Stored data entries -
+---+

PR #173, opened 2026-07-06
Restore vanguard-blood-vessel-segmentation as a pinned git submodule

SBose-12:
Reverts an earlier regression where the submodule became an untracked/ gitignored bare clone, even though the README already documented `git clone --recursive` for it. Pinned to f8b0a3a.


annawoodard (approved):
thank you @SBose-12!!!!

+---+

Task prompt - Go through the data and return each line where the word "submodule" appears.

Exercise solution -
Restore vanguard-blood-vessel-segmentation as a pinned git submodule
Reverts an earlier regression where the submodule became an untracked/ gitignored bare clone, even though the README already documented `git clone --recursive` for it. Pinned to f8b0a3a.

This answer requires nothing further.